Hi Lonnie,
Based upon my current understanding of Genode, which is still minimal but growing steadily, as you move to get VirtualBox running well, it seems that for the networking to be viable in the VB instance, you might want to support network-bridging as well as NAT (masquerading IP's) in a similar way that VB currently allows and also how XEN seems to work in that each VM instance can be bridged to the host with a "real" IP of it's own on he same subnet as the host, or to possible use the VB built in NAT support VM instances on another subnet but all channeled through the host network adapter. Typically, it seems that VB sets up a TAP/TUN device (virtual network card) on the host and then allows for the various network setups like NAT, bridged, host-only, etc...

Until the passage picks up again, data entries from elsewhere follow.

PR #14663, opened 2026-07-29
AG-17910 Save calculated columns in grid state

StephenCooper:
https://ag-grid.atlassian.net/browse/AG-17910

Calculated columns were not saved in grid state: after saving state, recreating the grid and restoring, user-added calculated columns did not come back, and user edits to declared columns (renames, expression changes, removals) were lost.

Grid state only described columns that `columnDefs` already declared, so there was nowhere to record columns the user created at runtime, or the changes they made to declared ones.

This adds a user-owned column layer that grid state persists alongside the existing column state:

- **Created columns** — calculated columns the user adds are recorded with their properties and group placement, and are rebuilt on restore.
- **Overrides** — user edits to declared columns are stored as a delta against the developer's original `columnDefs` declaration, so reverting an edit persists nothing.
- **Tombstones** — declared columns the user removes are recorded, so the removal survives a restore.

The layer records user choices only; it is not a second route into `columnDefs`. Features register as owners along with the properties their UI can produce, and incoming state is filtered to those properties. With no owner active — feature disabled or the enterprise module absent — entries are preserved and re-saved unchanged but never reach the built columns, so state saved on a grid with the feature is not lossy on one without it. Setting `columnDefs` or resetting column state is the developer reclaiming the columns, and clears the layer.

Fix [AG-17910](https://ag-grid.atlassian.net/browse/AG-17910)


packages/ag-grid-enterprise/src/calculatedColumns/calculatedColumnsService.ts
```diff
@@ -424,25 +437,43 @@ export class CalculatedColumnsService extends BeanStub implements NamedBean, ICa
         return typeof calculatedColumns === 'object' && calculatedColumns != null ? calculatedColumns : undefined;
     }
 
-    public overrideFor(colDef: ColDef): ColDef | null | undefined {
-        if (!this.isEnabled()) {
-            return undefined;
+    /** Records the user's changes to a `columnDefs`-declared calc col in the user-column layer. Properties
+     *  put back to the declared value are dropped, so reverting an edit persists nothing. */
+    private setDeclaredColOverride(column: AgColumn, nextColDef: ColDef): void {
```
gportela85, line 456: After the first rebuild, `getUserProvidedColDef()` contains the declared definition with the existing override already merged into it. 

Diffing the next edit against that value and replacing the entire map entry means an expression edit followed by a title only edit stores only the title and the expression silently reverts to the original `columnDefs` value. The service needs access to the untouched declared definition, or it must merge new deltas with the existing entry. Not sure which option would be better.

packages/ag-grid-community/src/columns/userColumns/userColumnService.ts
```diff
@@ -0,0 +1,219 @@
...
+                      }
+                    : { colId, properties: toProperties(entry.properties) }
+            );
+        });
+        return state;
+    }
+
+    /** Replaces the layer with `states`. Returns whether anything changed, so the caller can skip the
+     *  column tree rebuild when a re-applied state is identical. */
+    public setState(states: UserColumnState[] | undefined): boolean {
```
gportela85, line 186: Whether an override is accepted depends on colModel.getCol(), not on whether columnDefs declares the column. If the current state "tombstoned" a declared column, applying a later state containing an override for it drops that override because the column is currently absent. 

The inverse collision check for created columns has the same problem and can allow a created column to occupy a currently "tombstoned" declared ID. Resolving ownership against the raw declared definitions should work.

packages/ag-grid-community/src/columns/buildColumnTree.ts
```diff
@@ -214,9 +214,9 @@ export function _buildColumnTree(
      *  `colId` when present (reuse only the same-colId column — a changed colId is a new column even on a
      *  retained colDef ref); without a colId it is the colDef ref, then field/positional in buildKeyedColumn. */
     const buildColumn = (def: ColDef): AgColumn | undefined => {
-        const override = calculatedColsSvc?.overrideFor(def);
+        const override = userColumnSvc.overrideFor(def);
```
gportela85: The core build applies every override unconditionally. With calculatedColumns disabled or the module absent, created entries are merely preserved, but "declared column" overrides still alter columns and tombstones still remove them. When the module is missing, `setColumnDefs` and `resetColumnState` also cannot clear this generic layer because cleanup is delegated to the optional calculatedColumnsService. This contradicts the tested disabled-feature behaviour.

packages/ag-grid-enterprise/src/calculatedColumns/calculatedColumnsService.ts
```diff
@@ -490,10 +522,89 @@ export class CalculatedColumnsService extends BeanStub implements NamedBean, ICa
...
+                anchorColId: this.findAnchorInGroup(entry.parentGroupId),
+                instance: null,
+            });
+            changed = true;
+        });
+        return changed;
+    }
+
+    /** A leaf in `groupId` to append a restored column after, so it is built into that group. */
+    private findAnchorInGroup(groupId: string | null | undefined): string | null {
```
gportela85, line 617: adoptUserColumns removes stale dynamic columns from its map before this search, but those columns remain in colDefList until the subsequent rebuild. When setState replaces a grouped calculated column with another one, this reverse scan can choose a column that will be removed as the anchor. The new column then falls back to the top level. Searching only surviving declared/restored columns or attaching directly to the persisted group would be better.

packages/ag-grid-enterprise/src/columnHeaderEdit/columnHeaderEditService.ts
```diff
@@ -63,9 +63,12 @@ export class ColumnHeaderEditService extends BeanStub implements NamedBean, ICol
     }
 
     private isEditable(target: EditTarget): boolean {
-        return isProvidedColumnGroup(target)
-            ? !!target.colGroupDef?.headerNameEditable
-            : !!target.colDef.headerNameEditable;
+        if (isProvidedColumnGroup(target)) {
```
gportela85, line 66: I haven't tested this but wouldn't this make `headerNameEditable` option ineffective for every calculated column?

StephenCooper: This is the intention.

packages/ag-grid-enterprise/src/calculatedColumns/calculatedColumnsService.ts
StephenCooper: Good catch. Fixed in `ab48003104d`: the service now diffs against `userColumnSvc.getDeclaredDef(colId)`, which returns the developer's untouched declaration rather than the built column's merged definition, so successive edits to different properties accumulate.

packages/ag-grid-community/src/columns/userColumns/userColumnService.ts
StephenCooper: Fixed in `ab48003104d`. Ownership resolves against the raw declared definitions via `isDeclared()` now, both here and for the created-column collision check in `createUniqueColId`/`adoptUserColumns`, so tombstoned declared columns keep their identity.

packages/ag-grid-community/src/columns/buildColumnTree.ts
StephenCooper: Fixed in `ab48003104d`. `overrideFor` returns `undefined` when no owner is active, so declared-column overrides and tombstones no longer apply with the module absent, and `clear()` now runs from `setColumnDefs`/`_resetColumnState` in core rather than being delegated to the optional service.

packages/ag-grid-enterprise/src/calculatedColumns/calculatedColumnsService.ts
StephenCooper: Fixed in `ab48003104d`. `findAnchorInGroup` now skips tombstoned entries and only anchors to columns that survive the rebuild (declared or currently-dynamic).

packages/ag-grid-enterprise/src/calculatedColumns/calculatedColumnsService.ts
```diff
@@ -478,22 +520,112 @@ export class CalculatedColumnsService extends BeanStub implements NamedBean, ICa
...
+        }
+        const userColumnSvc = this.userColumnSvc;
+        const dynamicColumns = this.dynamicColumns;
+        let changed = false;
+        const staleColIds: string[] = [];
+        dynamicColumns.forEach((_dc, colId) => {
+            if (userColumnSvc.getEntry(colId) === undefined) {
+                staleColIds.push(colId);
+            }
+        });
```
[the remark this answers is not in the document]
StephenCooper: Fixed in `c112d92099c`.

Confirmed with three behavioural tests before fixing — for a tombstone and for a created entry with no expression the column did stay rendered (`['a', 'calculated_1', 'b']`). The cleanup asked *"is there an entry with this colId?"* when it needed to ask *"is there an entry that **defines** this column?"*, so it now keeps a column only for an entry that describes a created calculated column, via a `describesCalcCol` predicate shared with the adoption guard below it. Applied to `inactiveDynamicColumns` too, so a parked column whose entry no longer describes a calc col can't be resurrected by a later `applyColumnState`.

One correction to the report's severity: the declared-column-override case named here **already behaved correctly**, and that pins the cause rather than widening it. `userColumnService.setState` only stores a non-created entry when `isDeclared(colId)`, and a dynamic calc col is never in `columnDefs` — so that entry is discarded, `getEntry` returns `undefined`, and the old check happened to fire.

That also bounds the real-world reach: deleting a dynamic calc col never writes a tombstone (`removeColumn` deletes the entry outright, since nothing declares the column and so nothing could resurrect it), and a genuinely declared `calculated_1` is refused by the `isDeclared` guard anyway. So a tombstone for a dynamic calc colId only arises from hand-authored, app-mangled or cross-version state. Worth fixing as `setState` contract robustness — it was leaving an unowned column instead of ignoring garbage — but I'd grade it P2 rather than P1.

packages/ag-grid-enterprise/src/calculatedColumns/calculatedColumnsService.ts
```diff
@@ -478,22 +520,112 @@ export class CalculatedColumnsService extends BeanStub implements NamedBean, ICa
...
+                return;
+            }
+            const colDef = this.toCalculatedColDef({ ...properties }, colId);
+            const existing = dynamicColumns.get(colId);
+            if (existing) {
+                if (!_mergedEqual(colDef, existing.colDef)) {
+                    existing.colDef = colDef;
+                    changed = true;
+                }
+                return;
```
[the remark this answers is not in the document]
StephenCooper: Fixed in `c112d92099c`. Agreed this one is a genuine P1 — reproduced purely through the UI.

Adoption now re-seats a held column when the entry names a different group:

```ts
const instance = existing.instance;
if (instance !== null && (entry.parentGroupId ?? null) !== _getParentGroupId(instance)) {
    existing.anchorColId = this.findAnchorInGroup(entry.parentGroupId);
    changed = true;
}
```

Two deliberate constraints:

- **It compares against the column's actual group rather than recomputing unconditionally.** A column added next to a sibling carries a meaningful `anchorColId` that also fixes its display position; recomputing on every adoption would collapse that to `findAnchorInGroup(null) === null` for any top-level column and silently lose the position. Comparing first makes it a no-op when the column is already where the entry says.
- **It skips unbuilt columns** (`instance === null`). `_getParentGroupId(null)` returns `null`, which would read as "currently top-level" and misfire; before the first build `anchorColId` was already derived from the entry, so there is nothing to reconcile.

What made this user-visible is that the same state produced two different layouts: restoring into a *fresh* grid worked, because that goes down the create path where `parentGroupId` is read — only a grid where the column already existed lost the placement.

StephenCooper:
Two further changes pushed that don't correspond to a review comment, so flagging them here for visibility.

### `6db5735866a` — `UserColumnService` internal JSDoc marker

Pre-existing on the branch: `main-internal.test.ts` requires every symbol exported from `main-internal.ts` to carry the internal marker, and the class JSDoc lacked it, so the full unit suite was red. One line, no behaviour change.

### `f6eb9ce28a3` — calculated column colIds are no longer reused

**This one changes observable colIds**, so it's worth a look. `createUniqueColId` allocated the lowest free `calculated_N`, which meant deleting a column freed its colId for the next one added. Anything that outlives the column and refers to it *by id* then bound to an unrelated column. Two confirmed cases, both reproduced before fixing:

- A sort saved against the deleted column attached to the new one holding its colId.
- Worse: a dependent column's expression silently recomputed from unrelated data. Internal expressions store colIds rather than header text, so `[Doubled] + 1` (which evaluated to `11`) started returning **`201`** — `b * 100 + 1` — after its source was deleted and a new column took `calculated_1`. Silently wrong values, no error.

The allocator now tracks the highest index handed out and resumes above it:

```ts
let index = this.lastCalculatedColIndex;
do {
    colId = `calculated_${++index}`;
} while (colModel.getCol(colId) !== undefined || parked.has(colId) || userColumnSvc.getEntry(colId) !== undefined);
this.lastCalculatedColIndex = index;
```

The existing occupancy checks stay — they handle collisions with live, parked and state-restored columns; the mark only stops a *deleted* index coming back. It is per-service, so per-grid.

**Visible consequence:** adding a calculated column, deleting it, then adding another now yields `calculated_2`, not `calculated_1`. Nothing in the docs specifies the numbering, and state carries `parentGroupId` and the expression so the colId is only a handle — but if anything depends on the old numbering, this is where to object.

State restore needed no special handling: restoring `calculated_9` into a fresh grid leaves the mark at 0, so the next add takes `calculated_1` (free, no collision) and monotonicity holds from there.

Three behavioural tests cover it, each converted from a failing repro: deletion not freeing the colId, the stale sort not attaching, and the dangling expression staying `#PARSE!` rather than resolving to unrelated data.

Full `./behave.sh` green (10084 passed, 0 failed), plus format, `build:types`, lint and `build:test`.

gportela85 (approved):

As I was not sure if these questions had been investigated, I thought that perhaps Open vSwitch ( ie. a software hub basically) might be easily implemented in Genode and serve as the networking center for VirtualBox in a similar way that XEN seems to do it (http://wiki.xen.org/wiki/Xen_Networking).
This allows VB under Genode to support many VMM's concurrently.
You have probably already thought of these things, but I thought that I would mention them as the question arose in my mind as well.
admittedly our current networking setups are rather simple. We are using nic_bridge when we need to share a NIC among multiple subsystems. I agree that a virtual NAT component would be a very useful addition to the toolbox. It would certainly be a relief for the DHCP server of the host network. ;-) We will definitely have to look into Open vServer when picking up the work on this topic. So thank you for the pointer!
Just some thoughts that I had since my goal is to try and set up NOVA-Genode-VirtualBox in a complete Type-1 Hypervisor that could be competitive to XEN while being much more secure, stable, and address the shortcomings found in that hypervisor which is very code bloated and heavy. The NOVA-Genode-VirtualBox approach should require much lest LOC and in general be better given the wonderful design that you and your team have developed from the inception.
The overall complexity may still be high - VirtualBox is not tiny after all. However, the advantage of the Genode/NOVA platform is that this complexity becomes uncritical to uphold security (i.e., the isolation between VMs). When using VirtualBox on Linux, one needs to trust the Linux kernel + init system + daemons, the VBox kernel module, the X server, the VirtualBox application (because it can load code into the Linux kernel). This amounts to millions of lines of code to trust. On Xen, the situation does not look much different as the Linux system in Dom0 must be trusted.
Compared to that, the trusted computing base (TCB) of a Genode/NOVA-based virtualization solution would be orders of magnitude less complex. It comprises the NOVA kernel (10 KLOC), Genode's core + init (< 20 KLOC), a few device drivers (for timer, NIC, disk), and eventually a few resource multiplexers (nic_bridge, part_blk come into mind). So we are well below 50 KLOC.